Co-operation on this scale always has a vision, explicit or implicit, of forward momentum. It develops institutions, such as the Nordic Council, that naturally seek to expand their role.

We may believe the new CTA project is different or mundane because it merely seeks to formalise a century of convention, the purpose of which was not ‘ever closer union’ but smoothing the end of the union of the United Kingdom, through a patchwork of casual understandings.

Brexit has made that approach too complicated to be sustainable. Coveney and Lidington both said the goal of formalisation is that “nothing will change” – the CTA as it is currently assumed to operate will now be chiselled in legal stone.

However, that is also unsustainable.

First, the assumptions of the CTA must be examined and made fit for legislation. That alone will mean change, as problems and inconsistencies for so long left to the whims of officialdom are confronted. For example, how should British and Irish citizens identity themselves in transit and in each other’s countries? Will they access public services as equals or as favoured foreigners? Will those favours have limitations?

Next, this formalised CTA must somehow not change as the world around it keeps changing. After Brexit, if it happens, the UK might pursue distinct new policies on immigration and free movement of EU citizens. Ireland might reconsider its relationship with Schengen. The CTA will have to be adapted to cope.

From adaptation will come momentum. As with the Nordic Passport Union, there will be a requirement for regular matching legislation in each country, culminating in occasional landmark treaties. Awareness of CTA entitlements among the public will grow, and will have to be promoted, as residency checks look set to become a routine part of dealings with the British and Irish states. Compatible identity cards may have to be introduced, as both governments proposed a decade ago.

Sitting in the middle of the CTA’s Venn diagram is Northern Ireland, where British and Irish citizenship overlaps.

Belfast Agreement

Coveney claimed last week the CTA “underpins the [Belfast] Good Friday Agreement in all its parts.”

This is as exaggerated as as claims that Brexit undermines the agreement, but the fact so many people believe otherwise shows political momentum at work. That will continue as Brexit and the agreement inevitably throw up more complications the CTA will now be expected to accommodate.

London and Dublin recently promised to address citizenship and immigration concerns around the Belfast Agreement, raised by the Emma De Souza case. Those concerns can hardly be resolved without reference to a formalised CTA.

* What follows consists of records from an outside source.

PR #786, opened 2017-01-19
Make BAMFileReader and some related classes public

tomwhite:
... and expose methods for iterating over a part of a BAM file (needed for Hadoop-BAM,
which processes BAM files in parallel, see https://github.com/HadoopGenomics/Hadoop-BAM/issues/91).

Also, add BAMFileSpan#removeContentsAfter method to mirror
removeContentsBefore.

### Description

### Checklist

- [x] Code compiles correctly
- [x] All tests passing

### DIFF
--- a/src/main/java/htsjdk/samtools/BAMFileReader.java
+++ b/src/main/java/htsjdk/samtools/BAMFileReader.java
@@ -40,7 +40,7 @@ import java.util.NoSuchElementException;
 /**
  * Class for reading and querying BAM files.
  */
-class BAMFileReader extends SamReader.ReaderImplementation {
+public class BAMFileReader extends SamReader.ReaderImplementation {
     // True if reading from a File rather than an InputStream
     private boolean mIsSeekable = false;
 
@@ -869,25 +869,56 @@ class BAMFileReader extends SamReader.ReaderImplementation {
         }
     }
 
-    private CloseableIterator<SAMRecord> createIndexIterator(final QueryInterval[] intervals,
-                                                             final boolean contained) {
-
-        assertIntervalsOptimized(intervals);
-
-        // Hit the index to determine the chunk boundaries for the required data.
+    /**
+     * Use the index to determine the chunk boundaries for the required intervals.
+     * @param intervals the intervals to restrict reads to
+     * @param fileIndex the BAM index to use
+     * @return file pointer pairs corresponding to chunk boundaries
+     */
+    public static BAMFileSpan getFileSpan(QueryInterval[] intervals, BAMIndex fileIndex) {
         final BAMFileSpan[] inputSpans = new BAMFileSpan[intervals.length];
-        final BAMIndex fileIndex = getIndex();
         for (int i = 0; i < intervals.length; ++i) {
             final QueryInterval interval = intervals[i];
             final BAMFileSpan span = fileIndex.getSpanOverlapping(interval.referenceIndex, interval.start, interval.end);
             inputSpans[i] = span;
         }
-        final long[] filePointers;
+        final BAMFileSpan span;
         if (inputSpans.length > 0) {
-            filePointers = BAMFileSpan.merge(inputSpans).toCoordinateArray();
+            span = BAMFileSpan.merge(inputSpans);
         } else {
-            filePointers = null;
+            span = null;
         }
+        return span;
+    }
+
+    private CloseableIterator<SAMRecord> createIndexIterator(final QueryInterval[] intervals,
+                                                             final boolean contained) {
+
+        assertIntervalsOptimized(intervals);
+
+        BAMFileSpan span = getFileSpan(intervals, getIndex());
+
+        // Create an iterator over the above chunk boundaries.
+        final BAMFileIndexIterator iterator = new BAMFileIndexIterator(span == null ? null : span.toCoordinateArray());
+
+        // Add some preprocessing filters for edge-case reads that don't fit into this
+        // query type.
+        return new BAMQueryFilteringIterator(iterator, new BAMQueryMultipleIntervalsIteratorFilter(intervals, contained));
+    }
+
+    /**
+     * Prepare to iterate through SAMRecords that match the given intervals.
+     * @param intervals the intervals to restrict reads to
+     * @param contained if <code>true</code>, return records that are strictly
+     *                  contained in the intervals, otherwise return records that overlap
+     * @param filePointers file pointer pairs corresponding to chunk boundaries for the
+     *                     intervals
+     */
+    public CloseableIterator<SAMRecord> createIndexIterator(final QueryInterval[] intervals,
+                                                            final boolean contained,
+                                                            final long[] filePointers) {
+
+        assertIntervalsOptimized(intervals);
 
         // Create an iterator over the above chunk boundaries.
         final BAMFileIndexIterator iterator = new BAMFileIndexIterator(filePointers);
--- a/src/main/java/htsjdk/samtools/BAMFileSpan.java
+++ b/src/main/java/htsjdk/samtools/BAMFileSpan.java
@@ -115,15 +115,55 @@ public class BAMFileSpan implements SAMFileSpan, Serializable {
         validateSorted();
 
         final BAMFileSpan trimmedChunkList = new BAMFileSpan();
+        final long chunkStart = bamFileSpan.chunks.get(0).getChunkStart();
         for(final Chunk chunkToTrim: chunks) {
-            if(chunkToTrim.getChunkEnd() > chunkToTrim.getChunkStart()) {
-                if(chunkToTrim.getChunkStart() >= bamFileSpan.chunks.get(0).getChunkStart()) {
+            if(chunkToTrim.getChunkEnd() > chunkStart) {
+                if(chunkToTrim.getChunkStart() >= chunkStart) {
                     // This chunk from the list is completely beyond the start of the filtering chunk.
                     trimmedChunkList.add(chunkToTrim.clone());
                 }
                 else {
                     // This chunk from the list partially overlaps the filtering chunk and must be trimmed.
-                    trimmedChunkList.add(new Chunk(bamFileSpan.chunks.get(0).getChunkStart(),chunkToTrim.getChunkEnd()));
+                    trimmedChunkList.add(new Chunk(chunkStart,chunkToTrim.getChunkEnd()));
+                }
+            }
+        }
+        return trimmedChunkList;
+    }
+
+    /**
+     * Creates a new file span by removing all chunks after the given file span ends.
+     * If a chunk in the chunk list starts before and ends after the given
+     * chunk, the second portion of the chunk will be deleted.
+     * @param fileSpan The filespan after which to eliminate.
+     * @return A new BAMFileSpan which contains the portion of the chunk list before the
+     * given chunk.
+     */
+    public SAMFileSpan removeContentsAfter(final SAMFileSpan fileSpan) {
+        if(fileSpan == null)
+            return clone();
+
+        if(!(fileSpan instanceof BAMFileSpan))
+            throw new SAMException("Unable to compare ");
+
+        final BAMFileSpan bamFileSpan = (BAMFileSpan)fileSpan;
+
+        if(bamFileSpan.isEmpty())
+            return clone();
+
+        validateSorted();
+
+        final BAMFileSpan trimmedChunkList = new BAMFileSpan();
+        final long chunkEnd = bamFileSpan.chunks.get(bamFileSpan.chunks.size() - 1).getChunkEnd();
+        for(final Chunk chunkToTrim: chunks) {
+            if(chunkToTrim.getChunkStart() < chunkEnd) {
+                if(chunkToTrim.getChunkEnd() <= chunkEnd) {
+                    // This chunk from the list is completely before the end of the filtering chunk.
+                    trimmedChunkList.add(chunkToTrim.clone());
+                }
+                else {
+                    // This chunk from the list partially overlaps the filtering chunk and must be trimmed.
+                    trimmedChunkList.add(new Chunk(chunkToTrim.getChunkStart(),chunkEnd));
                 }
             }
         }
--- a/src/main/java/htsjdk/samtools/SamReader.java
+++ b/src/main/java/htsjdk/samtools/SamReader.java
@@ -381,7 +381,11 @@ public interface SamReader extends Iterable<SAMRecord>, Closeable {
             this.resource = resource;
         }
 
-        PrimitiveSamReader underlyingReader() {
+        /**
+         * Access the underlying {@link PrimitiveSamReader} used by this adapter.
+         * @return the {@link PrimitiveSamReader} used by this adapter.
+         */
+        public PrimitiveSamReader underlyingReader() {
             return p;
         }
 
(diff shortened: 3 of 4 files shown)


tomwhite:
@droazen, can you take a look?

src/main/java/htsjdk/samtools/BAMFileReader.java
```diff
@@ -329,6 +329,29 @@ public ValidationStringency getValidationStringency() {
...
+     * file pointer. The restrictions described for {@link #getIterator()} apply here.
+     */
+    public CloseableIterator<SAMRecord> getIterator(long firstRecordPointer) {
+        if (mStream == null) {
+            throw new IllegalStateException("File reader is closed");
+        }
+        if (mCurrentIterator != null) {
+            throw new IllegalStateException("Iteration in progress");
+        }
+        if (mIsSeekable) {
```
lbergelson: this should should throw if it's not seekable, not silently give you back the wrong iterator

src/main/java/htsjdk/samtools/BAMFileReader.java
```diff
@@ -329,6 +329,29 @@ public ValidationStringency getValidationStringency() {
         return mCurrentIterator;
     }
 
+    /**
+     * Prepare to iterate through the SAMRecords in file order, starting at the given
+     * file pointer. The restrictions described for {@link #getIterator()} apply here.
```
droazen: It seems like this is unused in the GATK/Hadoop-BAM client code in favor of `getIterator(final SAMFileSpan chunks)` -- can we remove?

src/main/java/htsjdk/samtools/BAMFileReader.java
```diff
@@ -732,25 +755,40 @@ private void assertIntervalsOptimized(final QueryInterval[] intervals) {
...
+    }
+
+    private CloseableIterator<SAMRecord> createIndexIterator(final QueryInterval[] intervals,
+                                                             final boolean contained) {
+
+        BAMFileSpan span = getFileSpan(intervals, getIndex());
+        return createIndexIterator(intervals, contained, span == null ? null : span.toCoordinateArray());
+    }
+
+    public CloseableIterator<SAMRecord> createIndexIterator(final QueryInterval[] intervals,
```
droazen: Add javadoc for this method

src/main/java/htsjdk/samtools/BAMFileReader.java
```diff
@@ -763,7 +801,7 @@ private void assertIntervalsOptimized(final QueryInterval[] intervals) {
     /**
      * Iterate over the SAMRecords defined by the sections of the file described in the ctor argument.
      */
-    private class BAMFileIndexIterator extends BAMFileIterator {
+    public class BAMFileIndexIterator extends BAMFileIterator {
```
droazen: Why does this need to be made public? It seems like there are no direct usages in any downstream PRs

src/main/java/htsjdk/samtools/BAMFileSpan.java
```diff
@@ -115,15 +115,55 @@ public SAMFileSpan removeContentsBefore(final SAMFileSpan fileSpan) {
         validateSorted();
 
         final BAMFileSpan trimmedChunkList = new BAMFileSpan();
+        long chunkStart = bamFileSpan.chunks.get(0).getChunkStart();
```
lbergelson: make this final I think

src/main/java/htsjdk/samtools/BAMFileReader.java
nh13: @droazen can you use the review feature so I don't get a notification per comment?

src/main/java/htsjdk/samtools/BAMFileSpan.java
```diff
@@ -115,15 +115,55 @@ public SAMFileSpan removeContentsBefore(final SAMFileSpan fileSpan) {
...
         for(final Chunk chunkToTrim: chunks) {
-            if(chunkToTrim.getChunkEnd() > chunkToTrim.getChunkStart()) {
-                if(chunkToTrim.getChunkStart() >= bamFileSpan.chunks.get(0).getChunkStart()) {
+            if(chunkToTrim.getChunkEnd() > chunkStart) {
```
droazen: This does not seem equivalent to the previous implementation -- it used to be comparing against the start of the current chunk (`chunkToTrim`), but now it's comparing against the start of the first chunk (`chunkStart`)

src/test/java/htsjdk/samtools/BAMFileSpanTest.java
```diff
@@ -0,0 +1,66 @@
...
+        ((BAMFileSpan) originalSpan.removeContentsBefore(cutoff)).getChunks(),
+        expectedSpan.getChunks());
+  }
+
+  @DataProvider(name = "testRemoveContentsBeforeProvider")
+  private Object[][] testRemoveContentsBeforeProvider() {
+    return new Object[][] {
+        { span(chunk(6,10), chunk(11,15)), null, span(chunk(6,10), chunk(11,15)) },
+        { span(chunk(6,10), chunk(11,15)), span(), span(chunk(6,10), chunk(11,15)) },
+        { span(chunk(6,10), chunk(11,15)), span(chunk(6, 0)), span(chunk(6,10), chunk(11,15)) },
```
droazen: You are creating chunks with end < start -- is this allowed?

src/main/java/htsjdk/samtools/SamReader.java
```diff
@@ -381,7 +381,7 @@ public PrimitiveSamReaderToSamReaderAdapter(final PrimitiveSamReader p, final Sa
             this.resource = resource;
         }
 
-        PrimitiveSamReader underlyingReader() {
+        public PrimitiveSamReader underlyingReader() {
```
droazen: Can you explain why you can't just use the existing `iterator(final SAMFileSpan chunks)` on the `PrimitiveSamReaderToSamReaderAdapter`, instead of making `underlyingReader()` public, calling it on the adapter, and then calling your new `getIterator(long firstRecordPointer)` method on it.

src/main/java/htsjdk/samtools/BAMFileReader.java
droazen: We were doing a collaborative review on this branch, so we needed our comments to be visible to everyone right away rather than at the end of the review. Sorry for the inconvenience.

droazen:
First-pass review complete, back to @tomwhite to answer some of our questions.

src/main/java/htsjdk/samtools/BAMFileReader.java
tomwhite: Removed this method as it was not needed.

src/main/java/htsjdk/samtools/BAMFileReader.java
tomwhite: Yes - not needed in the latest version of the Hadoop-BAM client code. Well spotted!

src/main/java/htsjdk/samtools/BAMFileSpan.java
tomwhite: Yes, this was intentional as the previous behaviour was incorrect. If a chunk entirely preceded the cutoff, it would never be removed.

There were no tests for this before, and the method is not used internally by htsjdk, which is possibly how this was missed. I've now added unit tests.

src/test/java/htsjdk/samtools/BAMFileSpanTest.java
tomwhite: Yes. End is not used, so it can be any value.

src/main/java/htsjdk/samtools/SamReader.java
tomwhite: `PrimitiveSamReaderToSamReaderAdapter` is not public - but even if it was, the underlying reader is still needed to get the `BAMFileReader` so its newly-exposed `getFileSpan()` and `createIndexIterator()` methods can be called.

tomwhite:
Thanks for the detailed reviews @droazen and @lbergelson. I've addressed all the comments.

src/main/java/htsjdk/samtools/BAMFileSpan.java
```diff
@@ -115,15 +115,55 @@ public SAMFileSpan removeContentsBefore(final SAMFileSpan fileSpan) {
...
+
+        final BAMFileSpan bamFileSpan = (BAMFileSpan)fileSpan;
+
+        if(bamFileSpan.isEmpty())
+            return clone();
+
+        validateSorted();
+
+        final BAMFileSpan trimmedChunkList = new BAMFileSpan();
+        final long chunkEnd = bamFileSpan.chunks.get(0).getChunkEnd();
```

Coveney and Lidington made last week’s announcement at a meeting of the British-Irish Intergovernmental Conference, the main east-west institution of the Belfast Agreement, whose remit is “to promote bilateral co-operation at all levels on all matters of mutual interest”.

Were they recognising the conference as the CTA’s executive institution, equivalent to the Nordic Council of Ministers?

It would be facile to suggest the UK and Ireland are building another union. But the very act of nailing down something as amorphous and important as the CTA will take on a life of its own.